# July 2010 CPGear Contest: Show your colours



## Mike Bobbitt (7 Jun 2010)

I know what you're thinking... I'm usually late with these things, so to post a contest early, something big must be happening.

For July, I have a twist on the usual photo contest. I have ordered a number of Army.ca temporary tattoos, which will be arriving later this month. July's contest is to drum up photos of Army.ca users showing their "site spirit." Use of aforementioned tattoos is encouraged. 

To get your (free) temporary tattoos, just let me know your name and shipping address and I'll drop a few in the mail to you. I'm sending out the tattoos for free, but my shipping budget is small... Please consider group requests where possible! (Please consider requesting a batch for your course, the orderly room, your cell block etc. instead of individual requests.)

Please DO NOT post your address in this thread. Instead, send it to me via PM or e-mail. If you're ordering for a group please let me know the details. I'll try to accommodate all requests but as always, it's "while supplies last."

Also note, I will not re-use shipping addresses beyond this contest. (As anyone who has ordered multiple things knows: I always have to ask for their address again!)

My hope is to have them delivered before Canada Day weekend, so you can really show your Canadian spirit. The possibilities are _almost_ limitless... remember, we have some younger visitors so please keep the photos clean and inline with the Guidelines.

Here are the official photo contest rules:


All photos must conform with the Conduct Guidelines.
The subject for this month is "showing your Army.ca spirit". The tattoos are a great way to do this, but you're free to use your imagination.
The winner will receive a $80 CPGear gift certificate as a prize.
You can enter as many photos as you like.
Photos must be uploaded into the Photo Contest album in the photo gallery in order to be eligible.
The winning entry will be selected based on views and comments from registered users. If there is a tie a random draw will take place for the winner.
The contest closes at midnight ET on July 31st, 2010.
Comments can be added for up to 4 days beyond the contest closure, at which time the winners will be announced.
To vote for a photo, simply add a comment. Each comment counts as a single vote, regardless of the comment text.

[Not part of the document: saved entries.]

PR #412, opened 2026-09-09
feat(cli): report the installed binary, target versions and platform in usage metrics

so0k:
Part 4 of 6 in a stack; review order S1 → S6; base is the previous slice.

4. `feat(cli): report the installed binary, target versions and platform in usage metrics` (this PR)

### Related issue

Part of #48

### Description

S3 emits usage metrics carrying only `command`, `ci` and `language`, which does not answer the questions the metrics exist for: which Terraform or OpenTofu binary people actually run, which versions their projects declare they target, and on what platform. This slice adds that environment context to the base attribute set, so every metric from here on carries it.

What changes:

- `packages/@cdktn/commons/src/terraform.ts`: a lazy binary probe that runs at most once per process, with a 1500 ms ceiling and a timeout mapping to `unknown`, plus a seam so tests can drive it without spawning anything. The probe result is shared across copies of commons in the bundle via `globalThis`. `packages/@cdktn/commons/src/debug.ts` moves onto the same probe.
- `packages/@cdktn/commons/src/telemetry.ts`: `getBinaryAttributes` (bounded, release-only version, and a version only for a recognised product), `getProjectTargetAttributes` and `setProjectTargetAttributes`, `os` and `arch`, and `semverRangeOrInvalid`, which canonicalizes a declared range or reduces it to the literal `invalid`. The base attribute set grows accordingly.
- `packages/@cdktn/cli-core/src/lib/error-reporting.ts`: one `setProjectTargetAttributes(getProjectTargetAttributes(projectPath))` capture at init, so the target attributes are read once from the project that is actually running.

Every value here is validated before it becomes an attribute rather than forwarded: versions are reduced to `MAJOR.MINOR.PATCH` and dropped entirely for an unrecognised product, ranges are canonical or `invalid`, and nothing carries a path, a binary location or free text.

**Start with** `getBinaryAttributes` and `getProjectTargetAttributes` in `packages/@cdktn/commons/src/telemetry.ts`, then the probe in `packages/@cdktn/commons/src/terraform.ts` and its timeout handling. The exact-attribute-set test in `telemetry.test.ts` is the thing to check the result against: it pins the sorted key set of `cli.command.invoked`, so an accidental extra attribute fails.

Reading order for this slice:

1. `packages/@cdktn/commons/src/terraform.ts` (the probe and its seam)
2. `packages/@cdktn/commons/src/telemetry.ts` (the new attribute builders and the validators)
3. `packages/@cdktn/cli-core/src/lib/error-reporting.ts` (the single capture site)
4. `packages/@cdktn/commons/src/terraform.test.ts`, `debug.test.ts` and the exact-attribute-set and stamping cases in `telemetry.test.ts`

### What is collected

Added to the base attribute set of every metric (the S3 set of `command`, `ci` and `language` is unchanged and still applies). Still gated by `isUsageTelemetryEnabled()` and a Sentry DSN in the build; the never-sent list from S3 is unchanged by this slice.

| Attribute | Value | Source |
|---|---|---|
| `os`, `arch` | `process.platform` / `process.arch` | Node |
| `binary` | `terraform`, `opentofu`, `unknown`, `missing` | one lazy process-global probe, 1500 ms ceiling, timeout maps to `unknown` |
| `binary_version` | `MAJOR.MINOR.PATCH`, only when `binary` is `terraform` or `opentofu` | the probe; prerelease and build text dropped; an unrecognised product sends no version |
| `target_terraform`, `target_opentofu` | canonical semver range (for example `>=1.9.0`), else `invalid` | `targetVersions` in `cdktf.json`, else the CLI's `DEFAULT_TARGET_VERSIONS`; prerelease or build identifiers make it `invalid` |
| `targets_declared` | boolean | whether `cdktf.json` has a `targetVersions` block |
| `validate_installed_binary` | boolean | `validateInstalledBinary === true` in `cdktf.json` |

No new metrics are added in this slice.

### Test plan

- [x] Unit tests green across `@cdktn/commons`, `@cdktn/cli-core` and `cdktn-cli` on this slice against S3
- [x] Exact-attribute-set test: the sorted attribute key set of `cli.command.invoked` matches the documented set, so an extra attribute fails the build
- [x] Probe: runs at most once per process, honours the 1500 ms ceiling, a timeout yields `binary: unknown`, a missing binary yields `missing`, an unrecognised product yields no `binary_version`
- [x] Version and range validation: prerelease and build text dropped from versions; a non-canonical or prerelease range becomes `invalid`
- [x] Stamping test: the target attributes captured at init appear on metrics emitted later in the run
- [x] `targets_declared` and `validate_installed_binary` read from `cdktf.json` through the same forgiving reader as the consent flag

- ["dropped stack payload loses useful information"](https://github.com/open-constructs/cdk-terrain/pull/62#discussion_r3408182518), the target-versions half of the thread (so0k's follow-up): the declared Terraform and OpenTofu ranges are on every command metric now, alongside the installed binary and its version. The per-stack half of that thread is answered in S5.

### Checklist

### DIFF
--- a/packages/@cdktn/cli-core/src/lib/error-reporting.ts
+++ b/packages/@cdktn/cli-core/src/lib/error-reporting.ts
@@ -6,6 +6,8 @@ import {
   getProjectId,
   getUserId,
   getUsageTelemetryConsent,
+  getProjectTargetAttributes,
+  setProjectTargetAttributes,
   setUsageTelemetryEnabled,
   startCommandTelemetry,
   collectDebugInformation,
@@ -126,6 +128,7 @@ export async function initializErrorReporting(
   // directory: some commands (convert) chdir into a temporary project
   // before sendTelemetry runs and must not consult that project's flags.
   setUsageTelemetryEnabled(usageTelemetryEnabled);
+  setProjectTargetAttributes(getProjectTargetAttributes(projectPath));
 
   if (!crashReportingEnabled && !usageTelemetryEnabled) {
     logger.debug("Error reporting and usage telemetry disabled");
--- a/packages/@cdktn/cli-core/src/test/error-reporting.test.ts
+++ b/packages/@cdktn/cli-core/src/test/error-reporting.test.ts
@@ -30,6 +30,7 @@ jest.mock("@cdktn/commons", () => {
     ...actual,
     collectDebugInformation: jest.fn().mockResolvedValue({}),
     setUsageTelemetryEnabled: jest.fn(actual.setUsageTelemetryEnabled),
+    setProjectTargetAttributes: jest.fn(actual.setProjectTargetAttributes),
   };
 });
 
@@ -39,6 +40,8 @@ import {
   Errors,
   isUsageTelemetryEnabled,
   resetCommandTelemetry,
+  seedTerraformCliProbeForTests,
+  setProjectTargetAttributes,
   setUsageTelemetryEnabled,
 } from "@cdktn/commons";
 import {
@@ -85,12 +88,16 @@ function useReportingFixture() {
     delete process.env.CHECKPOINT_DISABLE;
     process.env.SENTRY_DSN = "https://public@example.invalid/1";
     ciInfoMock.isCI = false;
+    // the start-of-command metric stamps the binary; keep it off the machine
+    seedTerraformCliProbeForTests(Promise.resolve("Terraform v1.9.0\n"));
   });
 
   afterEach(() => {
     setUsageTelemetryEnabled(undefined);
     resetCommandTelemetry();
     Errors.setScope("unknown");
+    setProjectTargetAttributes(undefined);
+    seedTerraformCliProbeForTests();
     process.chdir(originalCwd);
     fs.removeSync(workdir);
     Object.defineProperty(process.stdout, "isTTY", {
@@ -287,15 +294,22 @@ describe("consent gating (initializErrorReporting)", () => {
       expect(Sentry.init).toHaveBeenCalledTimes(1);
     },
   );
-  it("captures the usage decision while still in the user's cwd", async () => {
+  it("captures the usage decision and the project targets while still in the user's cwd", async () => {
     fs.writeJsonSync(path.join(workdir, "cdktf.json"), {
       sendCrashReports: false,
+      targetVersions: { terraform: ">=1.9.0" },
+      validateInstalledBinary: true,
     });
     setInteractive(false);
 
     await initializErrorReporting();
 
     expect(setUsageTelemetryEnabled).toHaveBeenCalledWith(true);
+    expect(setProjectTargetAttributes).toHaveBeenCalledWith({
+      targets_declared: true,
+      validate_installed_binary: true,
+      target_terraform: ">=1.9.0",
+    });
   });
   it("reads and persists against an explicit project path, not the cwd", async () => {
     // init creates the project in a destination directory and initializes
@@ -309,6 +323,7 @@ describe("consent gating (initializErrorReporting)", () => {
     fs.writeJsonSync(path.join(destination, "cdktf.json"), {
       sendCrashReports: false,
       sendUsageTelemetry: true,
+      targetVersions: { terraform: ">=1.9.0" },
     });
     setInteractive(true);
     const crashPrompt = jest.fn();
@@ -319,6 +334,9 @@ describe("consent gating (initializErrorReporting)", () => {
     expect(crashPrompt).not.toHaveBeenCalled();
     expect(usagePrompt).not.toHaveBeenCalled();
     expect(setUsageTelemetryEnabled).toHaveBeenCalledWith(true);
+    expect(setProjectTargetAttributes).toHaveBeenCalledWith(
+      expect.objectContaining({ target_terraform: ">=1.9.0" }),
+    );
     expect(isUsageTelemetryEnabled()).toBe(true);
     // usage-only consent: the client exists but drops error events
     await expect(initOptions().beforeSend({}, undefined)).resolves.toBeNull();
--- a/packages/@cdktn/commons/src/debug.test.ts
+++ b/packages/@cdktn/commons/src/debug.test.ts
@@ -4,7 +4,7 @@ import * as fs from "fs";
 import * as path from "path";
 
 jest.mock("./terraform", () => ({
-  terraformVersion: Promise.resolve("1.7.5"),
+  terraformVersion: () => Promise.resolve("1.7.5"),
 }));
 
 import { collectDebugInformation } from "./debug";
--- a/packages/@cdktn/commons/src/debug.ts
+++ b/packages/@cdktn/commons/src/debug.ts
@@ -404,7 +404,7 @@ export async function collectDebugInformation() {
     debugOutput["constructs"] = (await constructs) ?? null;
     debugOutput["jsii"] = (await jsii) ?? null;
   }
-  debugOutput["terraform"] = await terraformVersion;
+  debugOutput["terraform"] = (await terraformVersion()) ?? null;
   debugOutput["arch"] = os.arch();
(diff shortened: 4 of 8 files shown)


jsteinich (commented):
Reviewed as part of the full `tele/s1`–`tele/s6` stack. Breaking the `errors.ts` → `terraform.ts` cycle so `telemetry.ts` can be imported from `errors.ts` is a nice bit of untangling, and the process-global `Symbol.for` probe key is the right answer to the "bundle carries several copies of this module" problem.

One real issue and one smaller one.

### The 1500 ms bound doesn't bound what the docstring says it does

`telemetry.ts:149`:

```ts
 * Binary attributes from the version probe, bounded so a hung binary never
 * delays the command; a timed-out probe reports `binary: "unknown"`.
```

The `Promise.race` bounds the **attribute**, not the process. `exec` in `commons/src/util.ts` uses `spawn` with no `unref()` and no kill-on-timeout, so a hung `terraform version` leaves a live child handle on the event loop: the race resolves at 1500 ms, the metric gets `binary: "unknown"`, and then the CLI sits there until the child exits. `beforeExit` won't fire while that handle is active, so `createBeforeExitFlush` doesn't run either — the command hangs at exit rather than degrading gracefully.

Either kill the child when the timer fires, or `unref()` the probe's child so it can't hold the loop open. Worth fixing because "the version probe hangs" is exactly the scenario the timeout was written for.

### The probe now runs on commands that never needed the binary

Related but separate: `getBinaryAttributes()` is awaited unconditionally from `sendTelemetry` (`telemetry.ts:229`), so `init`, `get`, `convert` and `synth` now spawn `terraform version` purely to populate a metric attribute. It's memoised per process via the `Symbol.for` key so it's one spawn, not many, and it's correctly behind the `isUsageTelemetryEnabled()` early-return — but it's still a new subprocess on commands that previously touched no binary at all, and on the failure path in `reportFailure` it can add up to 1500 ms before the process exits.

Not necessarily wrong, but worth a deliberate decision: is `binary` / `binary_version` valuable enough on an `init` or `convert` metric to justify spawning for it? Restricting the probe to the commands that already shell out would remove both this and most of the exposure above.

### Minor: fabricated error prose as a success value

`terraform.ts:71-77`:

```ts
.catch(
  (err) =>
    `Error: Usage Error: Unknown: Error loading terraform version ${err}`,
);
```

Resolving to a string that *impersonates* the old `Errors.Usage` output is a smell — the `"Error: Usage Error: "` prefix now exists only to make `cdktn debug` print something that looks like it used to. Since the only consumer is `debug.ts:407` (which already does `?? null`), returning `undefined` and letting `debug.ts` render the failure message would be clearer and wouldn't leave a fake error string floating around for someone to pattern-match on later.

(The `Promise` → function change itself is fine — all in-repo consumers are updated.)

jsteinich (commented):
Re-reviewed at `7adca3969`. One small new point, from the `processState` helper that landed in #411 below this layer.

`terraform.ts:35` still hand-rolls the same globalThis pattern the helper now exists for:

```ts
const PROBE_KEY = Symbol.for("cdktn.terraformCli");
```

`errors.ts` was converted to `processState("cdktn.errorScope", ...)` in the same round, so this is the last remaining copy. Worth folding in for consistency while the layer is still open — it also means the "one spawn per process across bundle copies" guarantee is expressed the same way as the other two pieces of cross-copy state, rather than looking like an unrelated mechanism.

so0k:
@jsteinich on "the probe now runs on commands that never needed the binary":

The probe isn't new work for those commands. Before this layer, `@cdktn/commons/src/terraform.ts` ran `terraform version -json` at import, once per commons copy. That's 3× on `convert`, `debug`, `synth`, `list` and `provider list`, and 1× on `--version`, with or without consent. `terraformCheck()` added `terraform -v` on 11 commands. With this layer, consent off runs zero probes (only `terraformCheck`'s `-v`), and consent on runs one, shared by every commons copy. `convert` goes from 3 to 0. The hang case also improves: no orphaned processes once the probe is killed at 1500 ms, and `debug` is bounded where it previously waited indefinitely.

full probe results on binary runs before and after this PR (from agent session):
image

jsteinich (commented):
Thanks — you're right about the spawn counts and I'll withdraw that half of the finding. I'd missed that the old `terraform.ts` exported `terraformVersion` as a module-scope `exec(...)`, so it ran at *import* rather than on use. Per-copy at import is strictly worse than once-per-process on demand, and gating it behind consent means consent-off now runs zero. That's a net improvement, not a regression.

Two corrections to the record, both small.

**There is no kill.** `grep -nE "\.kill\(|unref\(|AbortController"` over `packages/@cdktn/commons/src` returns nothing, and `getBinaryAttributes`' `finally` block is `clearTimeout(timer)` — which clears the timer, not the child. `Promise.race` resolves the *attribute* at 1500 ms; the `spawn` from `exec` is untouched and still holds a handle.

**My "hangs at exit" framing is superseded — by #410, not by this layer.** A hung probe no longer delays the CLI because `runCli` now ends the success path with an explicit `process.exit(process.exitCode ?? 0)` after the flush and `drainStdio`, and `process.exit` does not wait on live handles. So the docstring's "bounded so a hung binary never delays the command" is true today, but for a reason that lives in another PR rather than anything in this function.

What's left is much milder than I first said: a genuinely hung binary leaves one orphaned child after the CLI exits, reparented and harmless in the normal case. Not worth blocking on. Either add the `.kill()` the docstring implies, or reword it to say the *attribute* is bounded and the process exit is what actually caps the wait — I'd slightly prefer the latter, since it keeps the honest version of the guarantee next to the code that relies on it.

(The `PROBE_KEY` point from my other comment still stands independently — `errors.ts` moved to `processState`, `terraform.ts:35` is the last hand-rolled copy.)

so0k:
Thanks for the re-review, and for the two corrections — both are right, and I went with the kill rather than the reworded docstring.

**The bound now reaches the child** — `fix(commons): bound the terraform version probe with exec's timeout`. `versionOutput()` passes `{ timeout: PROBE_TIMEOUT_MS }` (1500, named once) to `exec`, which forwards it to spawn, so the child is killed with SIGTERM and the probe settles on its own. The `Promise.race`, its timer and the `timeoutMs` parameter are gone from `getBinaryAttributes`, and its docstring is now just "Binary attributes from the version probe" — no guarantee stated where it isn't implemented. `terraformCli()` reports `missing` only for a spawn error with `code === "ENOENT"`; a timed-out or otherwise failed `version` reports `unknown`.

Measured against real fixtures: a binary that hangs resolves `{ name: "unknown" }` after ~1505 ms with no child left behind (`pgrep` clean), and an empty PATH resolves `{ name: "missing" }` in 2 ms.

And you're right that #410's explicit `process.exit` is what actually caps the wait today — with the kill in place, the orphan goes away too, so neither the docstring nor the behaviour leans on the other PR any more.

One known gap, small enough that I left it: if `terraform` on PATH is a shell wrapper that runs the real binary as a child rather than `exec`ing it, the kill only reaches the wrapper; its child keeps stdout open and `exec()` settles on `close`, so the probe still waits for it (measured ~11 s). Closing that means changing `exec` in `util.ts` to settle on `exit` or to kill the process group, which is wider than this layer. tfenv, asdf and mise shims all exec or symlink, so they aren't affected.

**Fabricated error string** — `fix(commons): report no terraform version in debug when the probe fails`. `terraformVersion()` resolves to `undefined` on failure, `debug.ts` keeps its `?? null`, and `cdktn debug` prints `"terraform": null`.

**PROBE_KEY** — `refactor(commons): keep the terraform probe in process state`. The probe now uses `processState("cdktn.terraformCli", ...)`, like `cdktn.errorScope`, so the hand-rolled symbol is gone. Same key, so it's still one spawn per process across the bundle copies, and `seedTerraformCliProbeForTests` seeds and clears through the same object.

Also in this push: the consent prompt now lists what this layer adds — "(command, language, timing, Terraform/OpenTofu binary and version, target versions, OS and architecture)".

Each user may vote (comment) only once per photo.
OPSEC/PERSEC must be observed at all times.
All uploaded photos will be retained by Milnet.ca and may be used at a later date.
Photos must not be offensive in nature.
Photos from previous Milnet.ca Photo Contests are not eligible.
Photos must be original, or have permission from the original copyright holder.
The contestant must have the permission of all pers included in their photo(s).

See Photo Contest Entries

Remember, be creative, unique or humorous to increase your chances of winning. Good luck, and don't forget to comment on the photos you like!

*Uploading a Photo*

I'll recap the process to upload a photo, as it has recently changed.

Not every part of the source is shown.